Elle rappelle que Monsieur [U] [P] [I] a souscrit quatre contrats d’assurance vie conclus auprès de la SA CARDIF ASSURANCE VIE, qui intervient à l’instance, dont il a demandé le 17 septembre 2021 la modification de la clause bénéficiaire, au profit de Monsieur [C] [S] et Madame [N] [S]. Elle indique qu’elle a bloqué le versement des capitaux décès de ces contrats en raison de l’opposition faite par Mesdames [T] et [L] [I], de la procédure pénale pour des faits d’escroquerie puis de la présente instance.
Elle s’en rapporte à l’appréciation du juge de la mise en état sur la demande de nullité de l’assignation.
Soulignant que Mesdames [T] et [L] [I] justifient de leur qualité d’héritière et que Monsieur et Madame [S] sont bénéficiaires des quatre contrats d’assurance, elle s’en rapporte à l’appréciation du juge de la mise en état s’agissant de la recevabilité de la demande.
Elle sollicite, en application de l’article 789 4° du code de procédure civile et de l’article 1961 du code civil, la désignation d’un séquestre des capitaux décès issus des contrats d’assurance vie, mesure possible en cas d’existence d’un différend quant à l’identification du bénéficiaire desdits contrats. Elle explique que les contestations soulevées par Mesdames [T] et [L] [I] et la saisine du présent tribunal ont fait naître une incertitude quant au sort des capitaux décès des contrats. Elle souligne qu’elle a à la fois l’obligation de procéder au paiement des capitaux dans un délai restreint, au risque d’encourir le paiement des intérêts de retard prévus par l’article L132-31 du code des assurances, et celle de régler les capitaux de bonne foi en faisant preuve de prudence. Elle relève ainsi qu’elle avait de nombreuses raisons de suspendre le règlement des capitaux, et n’a été informée du classement sans suite des plaintes pénales que le 29 avril 2025.
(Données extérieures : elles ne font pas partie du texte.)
Issue #398, opened 2017-02-14
BareMetal deployment


YujiOshima:
I'm eager Infrakit to support Bare metal deployment.
I created Canonical  MaaS plugin as PoC ( https://github.com/YujiOshima/infrakit-maas-plugin ) .
I am very happy if this is an official example, can I opne a PR? @chungers Thought?

chungers:
@YujiOshima  I think it would be very interesting to see an example of infrakit on bare-metal.  Go ahead a create a PR and add this to a directory like `examples/instance/maas` and we can discuss.    There are a few things to consider though... let me know if your thoughts:
  + Let's work together to make sure we have good documentation.
  + How do the users set up and play with this plugin?  It's for bare-metal so let's at least have some documentation / discussions on how to set things up?
  + Testing -- how do we test this plugin?

Another thing -- in the future we may move all the examples to repos under the 'infrakit' organization in GitHub.  This way we will be able to add more features to the individual plugin projects and evolve them.  To do this, however, require us to start thinking about strategies for automated testing / test harness / simulators, etc.  We'd also have to come up with ways to certify compatibility of plugins with the core infrakit controllers.   I'd love to hear what you think about these issues.

YujiOshima:
Thank you, we will open the PR soon.
* Documentation is an important issue. You should enrich not only the maas plugin but also the documents of various usage.
* In our assumed use case, we plan to deploy MAAS as a PXE server in the data center and deploy Infrakit and MAAS plugins at the same time. It is looking at the cooperation between on-premises and clouds that MAAS alone will not be completed. I expect Infrakit to construct an elastic infrastructure that links the on-premises and clouds together. (I'd like to create a multi-cloud group plugin for that!)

Elle soutient enfin que la condamnation au versement des capitaux relève de la compétence du juge du fond.
Par conclusions d’incident signifiées par voie électronique le 16 juin 2025, l’association PRO BTP et la SA SAF BTP VIE, intervenante volontaire, demandent au juge de la mise en état de :
Condamner, sous astreinte de 100 euros par jour à compter de la signification de l’ordonnance à intervenir, Madame [T] [I] et Madame [L] [I], à communiquer leurs pièces 1 à 13 listées en dernière page de leur assignation en date du 26.08.2024, Juger toute demande dirigée à l’encontre de l’association PRO BTP irrecevable,Prononcer la mise hors de cause de l’association PRO BTP, Juger la société SAF BTP VIE recevable et bien fondée en son intervention volontaire,Juger que la société SAF BTP VIE s’en rapporte à l’appréciation du jjuge de la mise en état sur la recevabilité et le bien fondé des demandes de nullité et d’irrecevabilité formulées par les consorts [S] à l’encontre des consorts [I],Ordonner la mise sous séquestre entre les mains de la société SAF BTP VIE des capitaux décès issus des contrats Billet confiance et Multisupport confiance souscrits par feu Monsieur [U] [I] auprès d’elle, Juger que ce séquestre judiciaire sera ordonné jusqu’à la notification du jugement qui sera rendu au fond,Juger que le délai de règlement prévu par l’article L 132-23-1 du Code des assurances sera suspendu dans l’attente d’une décision de justice exécutoire et définitive sur le sort des capitaux décès, A défaut, Juger que le paiement de la prestation décès afférente aux contrats Billet confiance et multisupport confiance souscrits par feu Monsieur [U] [I] sera libératoire pour la société SAF BTP VIE, Débouter les consorts [S] de leurs demandes au titre des intérêts calculés en application de l’article L132-23-1 du Code des assurances,Réserver les dépens.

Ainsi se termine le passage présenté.